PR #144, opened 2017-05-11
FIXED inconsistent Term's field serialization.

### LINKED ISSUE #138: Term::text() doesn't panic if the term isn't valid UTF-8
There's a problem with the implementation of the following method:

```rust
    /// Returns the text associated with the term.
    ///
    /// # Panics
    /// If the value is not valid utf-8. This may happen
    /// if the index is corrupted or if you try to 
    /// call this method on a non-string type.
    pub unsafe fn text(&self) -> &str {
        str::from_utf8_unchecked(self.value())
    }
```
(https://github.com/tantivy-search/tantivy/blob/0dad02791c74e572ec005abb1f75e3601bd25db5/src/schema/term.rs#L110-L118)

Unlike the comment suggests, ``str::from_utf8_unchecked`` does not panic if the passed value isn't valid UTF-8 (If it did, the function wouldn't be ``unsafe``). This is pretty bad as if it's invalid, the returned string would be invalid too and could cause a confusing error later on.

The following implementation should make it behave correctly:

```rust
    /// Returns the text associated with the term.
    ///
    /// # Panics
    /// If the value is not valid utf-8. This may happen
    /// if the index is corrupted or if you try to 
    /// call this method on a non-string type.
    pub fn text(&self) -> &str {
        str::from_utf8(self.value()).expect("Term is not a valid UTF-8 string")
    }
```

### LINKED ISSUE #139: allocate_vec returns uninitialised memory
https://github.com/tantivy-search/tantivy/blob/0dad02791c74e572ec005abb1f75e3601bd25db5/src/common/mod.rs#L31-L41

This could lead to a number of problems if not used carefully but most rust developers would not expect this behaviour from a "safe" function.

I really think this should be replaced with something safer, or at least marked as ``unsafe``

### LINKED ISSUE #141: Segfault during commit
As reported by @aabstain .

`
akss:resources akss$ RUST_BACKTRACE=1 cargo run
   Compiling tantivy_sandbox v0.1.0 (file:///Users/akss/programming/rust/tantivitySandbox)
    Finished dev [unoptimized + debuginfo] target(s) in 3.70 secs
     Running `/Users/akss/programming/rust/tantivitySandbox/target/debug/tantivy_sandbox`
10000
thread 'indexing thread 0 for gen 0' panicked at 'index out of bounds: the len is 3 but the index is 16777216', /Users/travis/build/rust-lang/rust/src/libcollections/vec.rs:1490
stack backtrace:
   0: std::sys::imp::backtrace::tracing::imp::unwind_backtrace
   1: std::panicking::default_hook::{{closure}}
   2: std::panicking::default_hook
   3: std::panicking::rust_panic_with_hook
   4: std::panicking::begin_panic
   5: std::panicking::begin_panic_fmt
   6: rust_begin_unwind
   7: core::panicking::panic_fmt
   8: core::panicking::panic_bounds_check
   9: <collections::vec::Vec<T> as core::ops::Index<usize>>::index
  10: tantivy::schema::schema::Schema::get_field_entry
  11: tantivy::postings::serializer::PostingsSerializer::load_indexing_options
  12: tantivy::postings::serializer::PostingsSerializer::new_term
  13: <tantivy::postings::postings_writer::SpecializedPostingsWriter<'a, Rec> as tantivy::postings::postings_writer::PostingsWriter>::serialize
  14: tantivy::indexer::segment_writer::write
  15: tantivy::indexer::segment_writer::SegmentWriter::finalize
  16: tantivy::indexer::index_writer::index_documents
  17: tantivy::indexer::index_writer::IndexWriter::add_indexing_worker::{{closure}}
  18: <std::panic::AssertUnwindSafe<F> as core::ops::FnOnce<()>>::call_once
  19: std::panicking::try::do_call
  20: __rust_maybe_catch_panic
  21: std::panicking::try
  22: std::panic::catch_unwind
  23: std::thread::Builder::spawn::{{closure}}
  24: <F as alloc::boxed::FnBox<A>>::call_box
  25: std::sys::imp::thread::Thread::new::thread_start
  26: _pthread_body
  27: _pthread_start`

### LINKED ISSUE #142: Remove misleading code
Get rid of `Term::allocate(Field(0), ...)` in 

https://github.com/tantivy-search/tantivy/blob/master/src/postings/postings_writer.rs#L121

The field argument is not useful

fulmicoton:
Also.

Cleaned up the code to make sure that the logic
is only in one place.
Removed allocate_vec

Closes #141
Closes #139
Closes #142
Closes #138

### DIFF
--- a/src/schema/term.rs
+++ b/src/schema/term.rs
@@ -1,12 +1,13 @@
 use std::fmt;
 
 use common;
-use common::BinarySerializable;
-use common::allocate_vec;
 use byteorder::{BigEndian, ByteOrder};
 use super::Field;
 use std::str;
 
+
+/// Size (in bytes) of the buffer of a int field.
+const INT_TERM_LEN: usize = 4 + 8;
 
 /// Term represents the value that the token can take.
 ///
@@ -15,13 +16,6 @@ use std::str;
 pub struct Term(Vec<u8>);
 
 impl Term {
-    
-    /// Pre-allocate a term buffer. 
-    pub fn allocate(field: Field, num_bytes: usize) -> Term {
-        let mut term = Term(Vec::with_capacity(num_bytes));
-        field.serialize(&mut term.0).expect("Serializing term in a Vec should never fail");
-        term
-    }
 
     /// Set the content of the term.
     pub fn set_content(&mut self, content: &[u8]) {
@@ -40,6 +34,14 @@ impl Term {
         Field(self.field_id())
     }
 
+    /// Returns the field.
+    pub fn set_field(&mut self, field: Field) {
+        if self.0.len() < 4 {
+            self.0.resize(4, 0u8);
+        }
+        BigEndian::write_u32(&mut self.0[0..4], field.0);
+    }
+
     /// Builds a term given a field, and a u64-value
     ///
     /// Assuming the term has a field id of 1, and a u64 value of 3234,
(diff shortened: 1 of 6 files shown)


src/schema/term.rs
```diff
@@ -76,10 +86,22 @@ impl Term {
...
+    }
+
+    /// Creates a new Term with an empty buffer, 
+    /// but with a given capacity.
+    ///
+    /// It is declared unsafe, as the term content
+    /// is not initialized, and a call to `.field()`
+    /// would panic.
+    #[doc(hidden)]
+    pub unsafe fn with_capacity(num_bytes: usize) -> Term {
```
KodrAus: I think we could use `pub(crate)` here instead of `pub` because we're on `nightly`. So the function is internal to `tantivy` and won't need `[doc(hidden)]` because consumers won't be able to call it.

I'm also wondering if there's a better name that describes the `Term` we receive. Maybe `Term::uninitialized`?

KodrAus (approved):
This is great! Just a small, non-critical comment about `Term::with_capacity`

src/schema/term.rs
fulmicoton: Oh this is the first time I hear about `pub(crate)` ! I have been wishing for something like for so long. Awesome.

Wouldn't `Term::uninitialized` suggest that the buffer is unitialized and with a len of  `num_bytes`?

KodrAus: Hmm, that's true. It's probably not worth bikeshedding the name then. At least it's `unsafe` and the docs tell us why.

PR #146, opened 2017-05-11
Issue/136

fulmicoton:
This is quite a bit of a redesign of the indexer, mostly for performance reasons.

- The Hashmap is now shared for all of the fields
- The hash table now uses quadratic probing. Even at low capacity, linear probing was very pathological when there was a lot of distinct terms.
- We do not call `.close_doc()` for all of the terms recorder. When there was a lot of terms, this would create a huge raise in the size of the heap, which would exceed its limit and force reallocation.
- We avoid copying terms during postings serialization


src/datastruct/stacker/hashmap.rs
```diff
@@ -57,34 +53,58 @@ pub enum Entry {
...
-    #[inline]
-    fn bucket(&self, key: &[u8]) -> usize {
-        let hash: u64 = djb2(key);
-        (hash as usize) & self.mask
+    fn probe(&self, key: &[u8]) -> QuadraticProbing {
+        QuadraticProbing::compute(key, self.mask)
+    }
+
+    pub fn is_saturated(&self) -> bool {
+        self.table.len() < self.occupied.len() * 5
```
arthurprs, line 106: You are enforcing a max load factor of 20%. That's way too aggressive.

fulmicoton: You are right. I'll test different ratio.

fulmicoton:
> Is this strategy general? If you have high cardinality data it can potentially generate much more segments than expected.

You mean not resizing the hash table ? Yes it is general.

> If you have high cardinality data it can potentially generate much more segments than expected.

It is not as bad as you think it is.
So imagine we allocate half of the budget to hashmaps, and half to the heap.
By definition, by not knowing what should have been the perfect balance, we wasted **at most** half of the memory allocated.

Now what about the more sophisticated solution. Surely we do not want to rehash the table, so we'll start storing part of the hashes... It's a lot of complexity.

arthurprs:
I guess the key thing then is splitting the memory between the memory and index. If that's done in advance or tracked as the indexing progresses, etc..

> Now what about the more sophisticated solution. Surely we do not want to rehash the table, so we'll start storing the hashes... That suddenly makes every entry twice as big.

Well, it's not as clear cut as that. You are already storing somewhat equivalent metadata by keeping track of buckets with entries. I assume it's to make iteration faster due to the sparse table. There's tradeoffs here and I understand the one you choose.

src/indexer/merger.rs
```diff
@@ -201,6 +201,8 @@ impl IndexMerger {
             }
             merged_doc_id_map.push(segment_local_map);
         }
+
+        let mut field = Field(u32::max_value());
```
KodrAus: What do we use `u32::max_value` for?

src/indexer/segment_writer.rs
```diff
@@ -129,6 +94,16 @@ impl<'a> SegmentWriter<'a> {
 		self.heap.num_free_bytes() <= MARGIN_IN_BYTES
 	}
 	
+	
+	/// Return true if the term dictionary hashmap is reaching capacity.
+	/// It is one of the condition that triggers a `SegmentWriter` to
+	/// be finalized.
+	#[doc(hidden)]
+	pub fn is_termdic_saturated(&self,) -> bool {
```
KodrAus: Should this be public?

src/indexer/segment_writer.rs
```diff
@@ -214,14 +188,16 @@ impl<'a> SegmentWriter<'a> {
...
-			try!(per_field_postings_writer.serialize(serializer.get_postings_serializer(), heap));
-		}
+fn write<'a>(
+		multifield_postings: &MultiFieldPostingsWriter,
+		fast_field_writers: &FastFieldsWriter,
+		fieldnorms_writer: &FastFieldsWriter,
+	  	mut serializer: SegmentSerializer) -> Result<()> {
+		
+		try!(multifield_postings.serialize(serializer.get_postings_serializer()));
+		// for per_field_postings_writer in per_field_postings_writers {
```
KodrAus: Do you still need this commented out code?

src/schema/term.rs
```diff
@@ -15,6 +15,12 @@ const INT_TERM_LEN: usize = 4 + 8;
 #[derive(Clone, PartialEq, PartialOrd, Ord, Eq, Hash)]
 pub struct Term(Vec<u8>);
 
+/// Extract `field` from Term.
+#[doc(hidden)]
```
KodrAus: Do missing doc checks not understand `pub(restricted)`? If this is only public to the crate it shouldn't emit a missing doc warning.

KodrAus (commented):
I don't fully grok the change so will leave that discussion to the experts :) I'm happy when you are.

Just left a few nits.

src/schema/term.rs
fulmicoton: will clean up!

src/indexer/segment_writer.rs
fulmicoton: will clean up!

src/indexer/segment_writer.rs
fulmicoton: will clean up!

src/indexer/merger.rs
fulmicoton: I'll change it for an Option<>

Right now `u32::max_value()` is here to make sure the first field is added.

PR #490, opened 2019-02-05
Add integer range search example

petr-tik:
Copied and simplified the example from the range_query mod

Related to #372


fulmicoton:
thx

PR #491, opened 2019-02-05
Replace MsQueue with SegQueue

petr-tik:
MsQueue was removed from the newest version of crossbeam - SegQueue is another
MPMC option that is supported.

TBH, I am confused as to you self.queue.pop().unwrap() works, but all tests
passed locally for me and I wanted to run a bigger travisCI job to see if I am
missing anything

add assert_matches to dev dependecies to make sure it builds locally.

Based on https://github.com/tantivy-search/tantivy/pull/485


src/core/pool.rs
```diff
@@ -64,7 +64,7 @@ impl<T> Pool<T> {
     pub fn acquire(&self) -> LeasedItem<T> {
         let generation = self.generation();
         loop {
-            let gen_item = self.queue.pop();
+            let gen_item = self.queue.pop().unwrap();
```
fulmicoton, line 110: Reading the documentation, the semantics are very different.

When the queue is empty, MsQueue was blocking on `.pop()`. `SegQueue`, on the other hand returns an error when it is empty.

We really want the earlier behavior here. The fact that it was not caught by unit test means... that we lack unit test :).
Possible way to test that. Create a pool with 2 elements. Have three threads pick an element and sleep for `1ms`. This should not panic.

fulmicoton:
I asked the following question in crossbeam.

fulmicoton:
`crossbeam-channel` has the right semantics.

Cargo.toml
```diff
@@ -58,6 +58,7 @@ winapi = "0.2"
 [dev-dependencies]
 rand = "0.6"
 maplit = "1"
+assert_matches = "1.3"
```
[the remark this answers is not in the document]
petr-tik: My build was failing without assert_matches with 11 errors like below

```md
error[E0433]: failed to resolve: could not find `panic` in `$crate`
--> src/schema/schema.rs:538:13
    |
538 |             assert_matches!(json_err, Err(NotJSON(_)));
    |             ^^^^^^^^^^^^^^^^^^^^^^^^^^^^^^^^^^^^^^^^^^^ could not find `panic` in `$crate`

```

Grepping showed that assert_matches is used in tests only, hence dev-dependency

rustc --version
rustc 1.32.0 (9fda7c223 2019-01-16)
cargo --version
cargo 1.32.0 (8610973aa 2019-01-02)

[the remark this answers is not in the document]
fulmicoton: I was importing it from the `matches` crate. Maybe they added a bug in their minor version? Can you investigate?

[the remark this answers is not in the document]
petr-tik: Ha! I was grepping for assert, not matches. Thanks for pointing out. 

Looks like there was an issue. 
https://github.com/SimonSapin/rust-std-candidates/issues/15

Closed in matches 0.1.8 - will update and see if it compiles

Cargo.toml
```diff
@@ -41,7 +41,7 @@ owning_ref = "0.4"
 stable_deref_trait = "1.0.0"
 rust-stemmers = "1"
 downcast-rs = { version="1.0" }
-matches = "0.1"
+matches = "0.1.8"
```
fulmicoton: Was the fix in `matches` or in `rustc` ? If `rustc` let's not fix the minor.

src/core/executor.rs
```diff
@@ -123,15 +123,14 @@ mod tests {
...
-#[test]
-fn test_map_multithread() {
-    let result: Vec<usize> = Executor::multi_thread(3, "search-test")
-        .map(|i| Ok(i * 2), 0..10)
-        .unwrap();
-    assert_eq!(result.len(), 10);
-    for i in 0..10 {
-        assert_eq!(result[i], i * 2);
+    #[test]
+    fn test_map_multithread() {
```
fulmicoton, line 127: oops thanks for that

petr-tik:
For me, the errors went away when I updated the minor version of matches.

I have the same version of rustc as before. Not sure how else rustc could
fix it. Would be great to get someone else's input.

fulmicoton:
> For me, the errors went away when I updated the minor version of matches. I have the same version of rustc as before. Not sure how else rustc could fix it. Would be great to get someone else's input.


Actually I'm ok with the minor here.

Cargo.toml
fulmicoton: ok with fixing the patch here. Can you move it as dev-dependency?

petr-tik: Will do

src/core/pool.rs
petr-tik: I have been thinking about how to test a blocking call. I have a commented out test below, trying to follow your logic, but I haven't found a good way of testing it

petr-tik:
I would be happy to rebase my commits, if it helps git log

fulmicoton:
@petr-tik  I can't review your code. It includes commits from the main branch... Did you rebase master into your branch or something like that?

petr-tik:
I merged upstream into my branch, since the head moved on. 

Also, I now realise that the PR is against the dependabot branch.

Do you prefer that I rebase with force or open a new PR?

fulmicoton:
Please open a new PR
──────────
WHAT IS REQUIRED:
Copy out every line from the records that has the word "content".

SOLUTION TO THIS PROBLEM:
     /// Set the content of the term.
     pub fn set_content(&mut self, content: &[u8]) {
+    /// It is declared unsafe, as the term content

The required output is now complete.